§ **What you are asked to do**
Please read the records below and return each line holding the string "currently".

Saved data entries
____________________

PR #331, opened 2020-01-29
Fix for issue 54

mysteriousham73:
OK I figured out how to get Travis builds going in my repo, so this does pass now!  Thanks again for skyfield!

### DIFF
--- a/skyfield/toposlib.py
+++ b/skyfield/toposlib.py
@@ -70,7 +70,7 @@ class Topos(VectorFunction):
         self.x = x
         self.y = y
 
-        self.R_lat = rot_y(latitude.radians)[::-1]
+        self.R_lat = rot_y(self.latitude.radians)[::-1]
 
         self.target = object()  # TODO: make this more interesting
         self.target_name = '{0} N {1} E'.format(self.latitude, self.longitude)
--- a/skyfield/toposlib.py
+++ b/skyfield/toposlib.py
@@ -3,7 +3,7 @@ from numpy import einsum
 from .constants import ASEC2RAD, tau
 from .earthlib import terra
 from .functions import rot_x, rot_y, rot_z
-from .units import Distance, Angle, _interpret_ltude
+from .units import Distance, Angle, _interpret_ltude, _unsexagesimalize
 from .vectorlib import VectorFunction
 
 
@@ -28,26 +28,44 @@ class Topos(VectorFunction):
     def __init__(self, latitude=None, longitude=None, latitude_degrees=None,
                  longitude_degrees=None, elevation_m=0.0, x=0.0, y=0.0):
 
+        lookup = {'N': (1.0, 'latitude'), 'S': (-1.0, 'latitude'), 'E': (1.0, 'longitude'), 'W': (-1.0, 'longitude')}
+
+        """
+        The following code makes the assumption that:
+          1.  If latitude contains a string of the type '<float>[NS]' then it is a latitude and longitude will
+              contain a longitude of the type '<float>[EW]'.
+          2.  If latitude contains a string of the type '<float>[EW]' then reverse of the above is true.
+          3.  Whatever type is contained in latitude, same type will be contained in longitude.
+
+        As an addition, the elifs could test both latitude and longitude for type as opposed to just latitude, then
+        raise a generic error.
+        """
+
         if latitude_degrees is not None:
-            latitude = Angle(degrees=latitude_degrees)
-        elif isinstance(latitude, (str, float, tuple)):
-            latitude = _interpret_ltude(latitude, 'latitude', 'N', 'S')
-        elif not isinstance(latitude, Angle):
+            self.latitude = Angle(degrees=latitude_degrees)
+            self.longitude = Angle(degrees=longitude_degrees)
+
+        elif isinstance(latitude, str):
+            if lookup[latitude[-1]][1] == 'latitude':
+                self.latitude = Angle(degrees=float(latitude[:-1].strip()) * lookup[latitude[-1]][0])
+                self.longitude = Angle(degrees=float(longitude[:-1].strip()) * lookup[longitude[-1]][0])
+            elif lookup[latitude[-1]][1] == 'longitude':
+                self.latitude = Angle(degrees=float(longitude[:-1].strip()) * lookup[longitude[-1]][0])
+                self.longitude = Angle(degrees=float(latitude[:-1].strip()) * lookup[latitude[-1]][0])
+
+        elif isinstance(latitude, (float, tuple)):
+            self.latitude = Angle(degrees=_unsexagesimalize(latitude))
+            self.longitude = Angle(degrees=_unsexagesimalize(longitude))
+
+        elif isinstance(latitude, Angle):
+            self.latitude = latitude
+            self.longitude = longitude
+
+        else:
             raise TypeError('please provide either latitude_degrees=<float>'
                             ' or latitude=<skyfield.units.Angle object>'
                             ' with north being positive')
 
-        if longitude_degrees is not None:
-            longitude = Angle(degrees=longitude_degrees)
-        elif isinstance(longitude, (str, float, tuple)):
-            longitude = _interpret_ltude(longitude, 'longitude', 'E', 'W')
-        elif not isinstance(longitude, Angle):
-            raise TypeError('please provide either longitude_degrees=<float>'
-                            ' or longitude=<skyfield.units.Angle object>'
-                            ' with east being positive')
-
-        self.latitude = latitude
-        self.longitude = longitude
         self.elevation = Distance(m=elevation_m)
         self.x = x
         self.y = y


mysteriousham73:
With this PR I didn't do what you asked with the error message, rather I made it work even if the user swaps latitude and longitude since they're easy to discern by N/S and E/W.  If that's not your preferred solution I won't be offended but it seemed pretty straightforward and possibly less code to make it just work

brandon-rhodes:
> OK I figured out how to get Travis builds going in my repo, so this does pass now!

Welcome to GitHub and the adventure of contributing to open source!

If you'll review the GitHub instructions, I think you'll find that you can keep pushing to the same branch and repeatedly update a single pull request with improved code until you see that the tests pass. That would help you avoid creating several PR numbers, and would let you keep using the original one.

But, yes, starting Travis builds over in your own repo is even better (though it takes more work), since that lets you iterate as much as you want without anyone else seeing the errors, until you have the result green.

> With this PR I didn't do what you asked with the error message, rather I made it work even if the user swaps latitude and longitude since they're easy to discern by N/S and E/W. If that's not your preferred solution I won't be offended but it seemed pretty straightforward and possibly less code to make it just work

Thanks for thinking through this approach and working out how it looks in code! As I am reading through it:

* I like the idea of being able to also provide longitude and latitude as (degree, minute, second) tuples. That’s a great idea!
* However, as a long-term trend, I am starting to wonder if I did the right thing with all of these constructors with long lists of arguments of which only one can be useful. It leads to (a) lots of unused arguments (which affects speed slightly), (b) arguments that get ignored if some other argument is used (so if you provide longitude two different ways then it uses one and silently ignores the other), and (c) big `if` statements inside of every constructor (which is a cost both in speed, slightly, and also in complexity). So my approach seems to be a problem both for the code and for the users.
* So it might be better, rather than adding the (degree, minute, second) tuple as yet another way to provide longitude and latitude here, that it would be better to add a `Topos.from_dms(longitude, latitude)` constructor method that always expects its arguments to be (d,m,s) tuples. It would not only be able to run without any `if` statements inside at all, but would actually be readable ­— if someone reading code later thought "what are these three numbers", the `dms` might make them think of "degrees, minutes, and seconds". What do you think of that idea?
* Returning to your code: I worry that a user might try providing latitude one way and longitude another way. Your code does not seem to allow one of them to be a float and the other a string, but assumes without checking that they would both be provided the same way?
* But, we should notice, your idea here that "both arguments should always be provided exactly the same way" is similar to my idea of a `from_dms()` constructor: both approaches share in common the idea that arguments should be symmetrical; they just arrive there in different ways.
* You ask a very good question about argument order. My guess is that we should not allow re-ordering. Let's see what reasons I can come up with. (a) Allowing them in the other order would contradict what users see in their editor or IDE. They would see `'77.0669 W', '38.9215 N'` and, if they are still learning Skyfield and are not sure what those numbers are, they might highlight the function so their IDE shows them the names of the two parameters. They would be told the first one is `latitude=` which I think would be confusing. (b) If they use keyword arguments, the result is even worse, as the call reads `latitude='77.0669 W', longitude='38.9215 N'` which will be very hard on folks who are new to the concepts. (c) Really one of the most fragile parts of Skyfield is that return values only wind up assigned to the correct names because of consistent order. If someone types `dec, ra, distance = p.radec()`, there is nothing that will catch their error. Python does no checking of the names to which return values are assigned. Our only hope is that people always use the order "ra, dec", and the order "lat, lon". And my worry is that if we allow the order to be mixed up when they are input, then we weaken the consistency of their whole codebase, because the values are now appearing in different order in different places, whereas readability is improved if they are always the same.

All of those reasons, I think, would argue for taking the approach recommended in the TODO file. Do you have any objections that we should consider?

I would be interested to see how the code comes out if detection, rather than accepting the swapped arguments, becomes the goal. And, as stated above, I would also be happy to see a `from_dms()` class method to see what it would look like.

Thanks again for deciding to jump in and try to contribute! Hopefully with a slight change of direction, several of your lines of code will soon wind up becoming part of Skyfield!

mysteriousham73:
Thanks for the comments.  A few things:

1.  Regarding the complicated constructors, I do agree.  It's tempting to try and do it all but then there's also that line of where the module ends and the user code begins.  For what skyfield seems to be good at (using state-of-the-art techniques to do astronomical calculations), it seems like the ideal approach in situations like these is to have one constructor that takes the most basic input and let the user deal with any other formats.  I would argue this would be +/- decimal degrees in a float.

That said, I am sure at this point there's a concern about backwards compatibility so that horse is out of the barn and down the road.

On the point of backward compatibility, I didn't actually add the tuple DMS handling, it seemed to be in there already.  I was concerned about breaking backward compatibility so I kept it in, perhaps the way my code is organized made it stand out a little more.

I was also concerned about performance overhead which is why I decided to take the 'trust the user' approach here.  We can sanitize every input to every constructor and method, or do the opposite, or somewhere in between.  I don't have a feel for what level of paranoia you are comfortable with so I just kind of shot somewhere in the middle by type checking and leaving the other to trust.

So given that Python doesn't allow different constructors based on type, I think there are two approaches that might make sense:

1.  Keep the current Topos object and the current constructor.  Extend my solution to do further sanity checking for lat/long, advise the user per the todo, and leave it at that.  That will keep with your original intent but will be by far the heaviest implementation in terms of sanity checking.  This could possibly (?) be simplified if you're confident nobody is using tuples currently (again they were already in there, but perhaps not documented) by removing that handling.

2.  Deprecate the current Topos object and code a new one that takes only decimal degrees as inputs.  Sanity check those only to be sure they're within appropriate numeric bounds.  Minimal performance overhead and much less complicated, but breaks backwards compatibility. 

3.  Extend the current constructor to look something like this:

`def __init__(self, latitude=None, longitude=None, latitude_degrees=None,
                 longitude_degrees=None, elevation_m=0.0, x=0.0, y=0.0, latitude_tuple=None, longitude_tuple=None, latitude_string=None, longitude_string=None):`

In this implementation we would go full paranoid on the 'latitude' and 'longitude' named parameters with all the sanity checking and warnings.  However, if the user passes to the degree, tuple, or string named params the values get minimal sanity checking and get assigned straight to self.latitude and self.longitude.

This would keep backward compatibility if a user decides to use the original constructor style, albeit at some performance cost which it seems like you were willing to accept based on the original todo.  However, it would provide a fast lane should they decide to use the other params.  The downside to all this is further complicating the constructor with additional parameters.

So that's where I'm at on it, there's no perfect solution to this one due to the need for backward compatibility.  If you're inclined to break it some this could definitely be cleaned up quite a bit but I don't know what your installed base looks like.  It's worth noting that the docs do use the string format in their examples so that one at least is probably harder to get rid of since a lot of folks probably went that route.

brandon-rhodes:
> … it seems like the ideal approach in situations like these is to have one constructor that takes the most basic input and let the user deal with any other formats. I would argue this would be +/- decimal degrees in a float.

I agree, but with a caveat: the fundamental value, I think?, would be an Angle object providing the degrees. The reason I say that is that the Topos object stores them as Angle objects, and if the caller already has Angles, it makes sense to let them pass in the Angle objects instead of passing their bare degrees and forcing the `__init__()` method to re-create another Angle.

So accepting an Angle object handles all cases, whereas accepting only a float builds a redundant object in some cases.

(And I guess there's also an argument that radians are what Skyfield really cares about because that's what the underlying trig functions want?)

> That said, I am sure at this point there's a concern about backwards compatibility so that horse is out of the barn and down the road.

Yes! The current big constructor will stay.

> On the point of backward compatibility, I didn't actually add the tuple DMS handling, it seemed to be in there already.

Oh — look at that, it is there already! The fact that this diff imports `_unsexagesimalize` here for the first time made me for a moment think that the feature must have been missing.

> Like you, I was also concerned about performance overhead … I don't have a feel for what level of paranoia you are comfortable …

That's an excellent question! The answer happens to be that, when it comes to backwards compatibility for documented interfaces, I am utterly paranoid. So if the code previously allowed "mixed" methods for specifying geographic coordinates, I think we have to continue to allow it.

> So given that Python doesn't allow different constructors based on type, I think there are three approaches that might make sense:
> 
> 1. Keep the current Topos object and the current constructor.  Extend my solution to do further sanity checking for lat/long, advise the user per the todo, and leave it at that.  That will keep with your original intent but will be by far the heaviest implementation for performance in terms of sanity checking.

I am not sure I yet see the performance hit. The logic could live inside of `_interpret_ltude()` in its `else:` clauses, where we already know the value is bad and we are going to have to raise an exception. In that case there is nothing to be lost in doing another string test or two and figuring out if a swapped value has been passed, I don't think?

> This could possibly (?) be simplified if you're confident nobody is using tuples currently…

I am not confident, and I think your argument is solid here: we have to leave the DMS tuple interpretation intact because it could already be in use. (Again, I only forgot that fact because the `import` statement threw me off.)

> 2. Deprecate the current Topos object and code a new one that takes only decimal degrees as inputs. …

I think that alternative constructors could solve the problem. (See below.)

> 3. Extend the current constructor to look something like this …:
> 
> `def __init__(self, latitude=None, longitude=None, latitude_degrees=None, longitude_degrees=None, elevation_m=0.0, x=0.0, y=0.0, latitude_tuple=None, longitude_tuple=None, latitude_string=None, longitude_string=None):`

I am not sure that has much advantage, since the same `if` statements still would have to be present; they would just be making slightly different tests, I think?

> P.S. I am admittedly ignoring the .from_dms() approach in lieu of #3 above as I believe you would still have the full overhead of the original init implementation being called? If that’s incorrect perhaps you can say in general terms how that would work?

Could we use an approach like this to avoid alternate constructors having to call a big ugly main `__init__()`?

https://stackoverflow.com/questions/2168964/python-creating-class-instance-without-calling-initializer

That way we could have three or four separate very simple constructors, and if we shifted the documentation to only ever mention those four, then hopefully use of the big ugly original one would wither away.

But, just to be clear, for this pull request, it will be enough to add the protection against swapped arguments! If you are interested in helping clean up the construtor story here, which would be great, let's do it next in another pull request, and have you start with just documentation for how they would look so we can agree on the design before you spend time writing up the implementations.

mysteriousham73:
So first, let me say that I really appreciate your kindness on this.  I recognize that you’re being patient with me on this and that’s pretty laudable considering that we’ve all easily figured out by now that I’m not a professional programmer.  In fact, the past couple weeks or so are my first visit back to Python in quite awhile, as evidenced by the fact that I was unaware of the appearance of a the “alternative constructors” you describe.  So thank you also for the education on that.

I do want to fix the constructor issue as I’m completely bothered by it now and want to see it through.  I will open another PR sometime soon here.  In the meantime I will finally take the bait properly that you set out for some newbie programmer and add a warning to _interpret_ltude :)

brandon-rhodes:
> … we’ve all easily figured out by now that I’m not a professional programmer. In fact, the past couple weeks or so are my first visit back to Python in quite awhile …

If it's any encouragement, the code you submitted looked clean enough that I made no guess about your experience level. In any case, welcome back to Python!

> I do want to fix the constructor issue as I’m completely bothered by it now and want to see it through. I will open another PR sometime soon here. In the meantime I will finally take the bait properly that you set out for some programmer like myself and add a warning to _interpret_ltude :)

For what it’s worth, my own approach towards problems is very often the route you’ve taken here. I step back, I think “but why isn’t it written _this_ way?”, and try rewriting some code in a different direction. Then I realize the problem, or see a test fail that tests a situation I did not even think about, and suddenly say _Oh okay that’s why it was done that way!_ Then I do the simpler thing instead.

brandon-rhodes:
@mysteriousham73 — Let me know whether you plan to make further progress on this pull request, or whether it should be closed for now. It would help clear the Skyfield dashboard a bit :) Thanks for any update you can provide!

brandon-rhodes:
As you are doubtless busy these last few months, I'm going to close this PR for now to keep my dashboard clear. Thanks for your interest in Skyfield, though, and feel free to comment here in the future if you want to continue the conversation!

____________________

§ **Answer section**
1.  Keep the current Topos object and the current constructor.  Extend my solution to do further sanity checking for lat/long, advise the user per the todo, and leave it at that.  That will keep with your original intent but will be by far the heaviest implementation in terms of sanity checking.  This could possibly (?) be simplified if you're confident nobody is using tuples currently (again they were already in there, but perhaps not documented) by removing that handling.
> This could possibly (?) be simplified if you're confident nobody is using tuples currently…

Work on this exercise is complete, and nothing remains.